Accurate weight and balance calculations of a vehicle, and in particular vehicles such as aircraft, are critical to the efficient operation of the vehicle and overall vehicle performance. With respect to aircraft, while the weight and center of gravity of an empty fueled aircraft are known with a high degree of accuracy, the payload weight and center of gravity, which includes cargo and/or passengers, is highly variable and subject to relatively large inaccuracies in measurement of weight and distribution. Because of these inaccuracies, operators of vehicles carrying passengers and/or cargo must curtail their operational weight and vehicle center of gravity envelope in order to protect against the unknown and highly variable passenger and cargo payload weight and balance.

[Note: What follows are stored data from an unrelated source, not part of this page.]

PR #242, opened 2021-03-13
Refactor Electron completely. [Part 1] 

adityaruplaha:
This refactors the code in `electron` to be much more readable and maintainable, using a more object oriented approach.

## Objectives
- Enforce consistency in coding style.
- Reduce function spam (i.e. make the code more intuitive and less overwhelming).
- Make the interface more hierarchical using OOP so that we can extend it more easily when support for other stores is added.
- Clear boundaries between the middle-end (which does all the checking, logging, handling, etc), and the true backend which should just do what it says.
- Backend should be implicitly safe as much as possible.
- Overall QOL improvements.

## Changes
- Functions have been split into multiple files, utils is now much smaller.
- Library is now a class with instance caching.
- Game (`LegendaryGame`) is now a class with instance caching.
- `GameInfo` contains structured game data, which can be created from `RawGameJSON` (previously just `Game`) which is internally stored in the files.
- DXVK is now a seperate module.
- Config, GameConfig are now classes with instance caching.
- Direct calls to Legendary are now deprecated and will be removed in the future. 
- ~~[RFC] Change the invoke notation to make more sense. Something like "game:launch" instead of "launchGame". That way its clear what the scope of the function is.~~

### Library (Done)
- [x] Restructure.
- [x] Refactor.
- [x] Remove legacy code.
- [x] Add JSDoc comments.

### Game
- [x] Restructure
- [x] Refactor.
- [x] Remove legacy code.
- [ ] Add a few bells and whistles that might be used later.
- [ ] Standardise interface.
- [ ] Add JSDoc comments.

### DXVK (Done)
- [x] Restructure.
- [x] Refactor (not much to do really).

### Config
- [x] Restructure.
- [x] Refactor (again, not much I can do).
- [ ] Add comments.

All the extra bells and whistles, cleanup, commenting etc will be in a follow up PR.

## Tests
- [x] Login
- [x] Logout
- [x] Library Loading
- [x] Settings Load
- [x] Settings Save
- [x] Install (works, progress indicators are pretty bugged.)
- [x] Uninstall (works but has an existing bug where the library would still show it as installed)
- [x] Launch
- [x] Repair (works but progress indicators are bugged, which happens in current version anyways)
- [ ] Import (someone else needs to test this)
- [x] Move Install


adityaruplaha:
Should include all changes from #243 as well now.

adityaruplaha:
Ready for some initial review, most of the things are done.

electron/types.ts
```diff
@@ -21,7 +21,7 @@ export interface AppSettings {
   wineVersion: WineProps
 }
 export interface ContextType {
-  data: Game[]
+  data: GameInfo[]
```
adityaruplaha, line 24: This should be RawGameJSON.

package.json
```diff
@@ -133,6 +133,45 @@
       "pre-commit": "yarn lint-fix"
     }
   },
+  "importSorter": {
```
adityaruplaha, line 136: This section should removed since we're dropping that extension.

electron/config.ts
```diff
@@ -0,0 +1,219 @@
+/* eslint-disable @typescript-eslint/ban-ts-comment */
```
adityaruplaha, line 1: This will be removed.

adityaruplaha (commented):
I want to modularise `config` further, like `DXVK`.

flavioislima:
Likes the structured. Didn't liked the OOP approach. Turns things more difficult to read and complex. More things to keep in mind when adding more stuff like the GOG implementation. Since following the idea, we will need to follow the same idea for it.

I don't have strong feelings about that. I will need to dig more into it. 👍

adityaruplaha:
Yep the classes aren't complete yet so they look really complex. It will be refactored further.

adityaruplaha:
The Library stuff is almost done now. I am planning to write a standardised interface for Game in general now. Then LegendaryGame should implement it.

adityaruplaha:
I'll probably have to follow this up with a PR deciding on `camelCase` vs `snake_case` for variable names. It's super annoying.

flavioislima:
> I'll probably have to follow this up with a PR deciding on `camelCase` vs `snake_case` for variable names. It's super annoying.

This JS/TS so that's not even a question. Camel Case always. 😬

flavioislima (commented):
No need to use JSdoc  since we are using TS already. JSdoc is a more simpler version to TS, a way to type code without enforcing it like TS does.

electron/games.ts
```diff
@@ -0,0 +1,232 @@
...
+      return {
+        about: about.data.about,
+        reqs: about.data.requirements.systems[0].details
+      }
+    } catch (error) {
+      return {}
+    }
+  }
+
+  public async getSettings() {
```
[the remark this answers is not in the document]
adityaruplaha: No, since we'll be calling from an object of type Game, not GlobalConfig.

adityaruplaha:
> No need to use JSdoc

TS only gives type annotations, not in-code documentation. I find JSDoc to be quite useful.

electron/main.ts
```diff
@@ -489,11 +489,14 @@ ipcMain.handle(
...
+  switch (config_class) {
+  case 'library':
     return Library.get().getGames('info')
-  }
-  else {
-    getLegendaryConfig(config_class)
+  case 'user':
+    return GlobalConfig().getUserInfo().displayName
+  default:
+    console.log(`Which idiot requested '${config_class}' using readConfig?`)
```
flavioislima, line 498: 😂

electron/new_config.ts
```diff
@@ -0,0 +1,294 @@
...
+  public config : AppSettings
+
+  /**
+   * Get the global configuartion handler.
+   *
+   * @param version ConfigVersion to use for parsing config file. Default: 'auto'
+   * @returns GlobalConfig instance or undefined.
+   */
+  public static get(version : ConfigVersion = 'auto') : GlobalConfig {
+    let configVersion : ConfigVersion = undefined
```
flavioislima, line 46: Any specific reason o use the space before the `:`?

flavioislima: Why start as undefined? can't it just start as 'auto'?

electron/new_config.ts
```diff
@@ -0,0 +1,294 @@
...
+      if (version === 'auto') {
+        version = currentConfigVersion
+      }
+    }
+    // Config file exists, detect its version.
+    else {
+      // Check version field in the config.
+      configVersion = JSON.parse(readFileSync(heroicConfigPath, 'utf-8'))['version']
+      // Legacy config file without a version field, it's a v0 config.
+      if (configVersion === undefined) {
```
flavioislima, line 62: Maybe, instead of checking for undefined, you could just check if configVersion returns something, because undefined is a falsy value.
so this would work:
`if (configVersion) {`

electron/main.ts
adityaruplaha: :P

electron/new_config.ts
adityaruplaha: No particular reason. I'll fix the colon.

Also I just start as `undefined` because that's convention for uninitialised variables. `auto` has a different meaning altogether.

electron/new_config.ts
adityaruplaha: I mean, I just need to check if the version field doesn't exist. I thought this was the way to do it?

electron/new_config.ts
flavioislima: What convention is that? I never heard of it. All variables that do not start with a value, are undefined by default. 

I think you can just declare the variable or start with the default value that I thought was 'auto' or 'v0'.

electron/new_config.ts
flavioislima: No need since a variable that does not exist or do not have a value will return false. :P

electron/new_config.ts
```diff
@@ -0,0 +1,294 @@
...
+    // Check for version mismatches.
+    // Should never happen for 'auto'.
+    if (version !== configVersion) {
+      console.log(`Config version mismatch! Requested: ${version}. Found: ${configVersion}.`)
+    }
+
+    // Select loader to use.
+    switch (version) {
+    case 'v0':
+      if (GlobalConfig.globalInstance === undefined) {
```
flavioislima, line 81: same here, you can remove the equals undefined. 
The thing here is that if GlobalConfig for some reason does not exist, you will have an error like `there is no globalnstance in undefined` or something like that.
If GlobalConfig can be undefined, try doing something like this:
`if (GlobalConfig?.globalInstance) {`
Then it will run if both are undefined as well.

electron/new_config.ts
```diff
@@ -0,0 +1,294 @@
...
+  }
+
+  public getUserInfo() {
+    if (this.isLoggedIn()) {
+      return JSON.parse(readFileSync(userInfo, 'utf-8'))
+    }
+    return { account_id: '', displayName: null }
+  }
+
+  protected abstract getSettings() : Promise<AppSettings>
```
flavioislima, line 204: That's the first time ever I saw anyone using `protected` or `abstract` in Javascript.
I'll need to do some research on how this features is implemented and how it works because, as far as I know, `private` and `public` are experimental, not approved by ECMA so far, but it is 'supported' on a experimental stage in chrome and should work on Electron. BUT protected and abstract I'm not so sure.

I'm just afraid that this can lead to unexpected behavior and more bugs that we can think that might be related to the code but it is actually a JS issue.

I know that you want to make this looks nice and all, using OOP, but unfortunately, JS is not an OOP language, it wasn't created for that and most of the things we have, like using TS to improve this compatibility, are workarounds.

Even classes are no more than objects in JS.

so let's use it with care. In my opinion, it is ok if you want to use classes, but I don't really know if the other features will work as you might think they will, like on C++ or Java, for instance.

flavioislima:
Man, the idea of using OOP might be good, but at the same time the complexity of the project is increasing a lot and then I start worrying about a few things:

1. Maintainability - If you become busy with your job, school stuff, etc or decide to leave the project, this code looks quite difficult to maintain in my opinion. The idea is that Heroic will grow with time, having new stores and all. 
2. Lack of simplicity - If we will need to write that much stuff when adding support to new things, need to worry about classes, private, public, abstract, inheritance methods, etc, those are not things that Javascript (web developers in general), are used to. Even though this is a Desktop App, it uses Web Tech, not Java, not Python and not C++. So this will make other people afraid of sending contributions to the project what can lead it to be abandoned in the future.

Personally, I think the file and functions refactoring that you are doing are really nice and look good. But I think would be good to have a balance between simplicity and being organized. I worked on several big projects that worked really well and were simple at the same time. 

Bottomline, since we are already using TS and having several rules for it and ESLINT, etc. With build and linting checks on PR, etc. I don't think we need to use OOP here to increase even more the complexity. 
The project can be well organized, safe, tested and also simple for new devs to contribute to it 😃

electron/new_config.ts
adityaruplaha: I tested and it looks to be working just fine. These are standard JS constructs, don't know why they're not used as often.

>Even classes are no more than objects in JS.
Not after ES6. And isn't Heroic ES6?

electron/new_config.ts
adityaruplaha: GlobalConfig is always defined. Shouldn't be an issue. I'll remove the unnecessary `undefined` parts.

electron/new_config.ts
adityaruplaha: Will fix.

electron/new_config.ts
adityaruplaha: Alright, will fix.

electron/new_config.ts
flavioislima: Classes are ES6 but not private, public, abstract, protected, etc.
https://developer.mozilla.org/en-US/docs/Web/JavaScript/Reference/Classes

flavioislima: Better: https://developer.mozilla.org/en-US/docs/Web/JavaScript/Reference/Classes/Public_class_fields
first square :D

adityaruplaha:
I appreciate the comments, but honestly, all of this is standard (see ES6) well documented JavaScript, and it will simplify adding thing to the project instead of a mess of functions it currently is. Since ES6, JS has full OOP support, so I think using it where applicable is a smart idea.

As for maintainability, this code is written in way so that people can add things to it easily. It looks complex because of the boilerplate code that manages everything. Which honestly, will probably never need to be touched again. I'm still commenting various parts of the code so that any future dev with basic JS OOP experience can work on it. It's not difficult, all someone needs to know is a Google search away. I really don't know why JS OOP isn't used as often.

> 2\. need to worry about classes, private, public, abstract, inheritance methods,

Precisely, we don't. Once it's in place, the only thing someone needs to change is the content of the function. Copy paste, edit.

electron/new_config.ts
adityaruplaha: As I see, it should work well with Electron v11 or higher. Also access modifiers can be dropped, I just use them since its broadly supported.

adityaruplaha:
Ready for review. A bit of refactoring is left for Game, otherwise I'm done. Nothing major.

All the extra bells and whistles, cleanup, commenting etc. Will be in a follow up PR.

flavioislima (dismissed):
Ok, looks good. Just make sure to test everything before merging.
Would be good to have some tests as well since you have refactored most things, at least the basic file readings would be good to have some basic tests

adityaruplaha:
So, I tested almost everything, looks good. Cleanup is needed, but that comes in Part 2. Also, progress indicators are bugged and unreliable, which is nothing new. Plans are to refactor that eventually.

adityaruplaha:
Tested everything, works, good for merge.

flavioislima (approved):

adityaruplaha:
🚀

The current solution for determining the weight and balance of an aircraft payload, which includes cargo and passengers, is accomplished by using published standard weights for passengers and for bulk cargo, and/or actual weights for containerized cargo. In some cases, such as with small aircraft, the actual weights and locations of passengers and cargo are used to calculate the center of gravity. However, this approach is inaccurate because of the compounding weight and balance discrepancy for every passenger and piece of cargo. Consequently, operators of the aircraft must curtail the aircraft operating envelope to account for these errors in the weight and balance. This reduces the capacity and efficiency of the aircraft, requiring increased and unnecessary fuel burn, decreased range or payload capability, limited loading flexibility, and exposure to on-ground aft tipping during loading and unloading of cargo and/or passengers.
Cargo operators also may employ an on-board weight and balance system (OBWBS) that detects the nose gear oleo extension and warns ground crews when aircraft tipping is imminent. However, this system is conservative and thereby greatly restricts the loading flexibility for the cargo operators. There is currently no system that can actively monitor and determine the weight and center of gravity of the payload with accuracy sufficient to eliminate the reduced operational weight and balance envelope. The OBWS is not accurate enough to allow the operators the flexibility to offload cargo and passengers quickly before potentially tripping the current overly conservative tip alarm.
Currently, the weight and center of gravity of the occupants or passengers of an aircraft may be approximated by the airline using information from the airline reservation and ticketing system. In some cases, flight attendants must perform a manual count of passengers seated on the aircraft. The flight attendants walk through the cabin and manually count the number of adults and children in every zone. This count of adults and children is converted to a rough passenger weight per predetermined location or zone, which is calculated and then entered into the flight management computer (FMC) by the flight crew. Such a manual process can be inaccurate, and is time consuming, which can delay the turnaround time of the aircraft. Accordingly, there is a need for a system and method for rapidly and accurately calculating the passenger weight and center of gravity of an aircraft.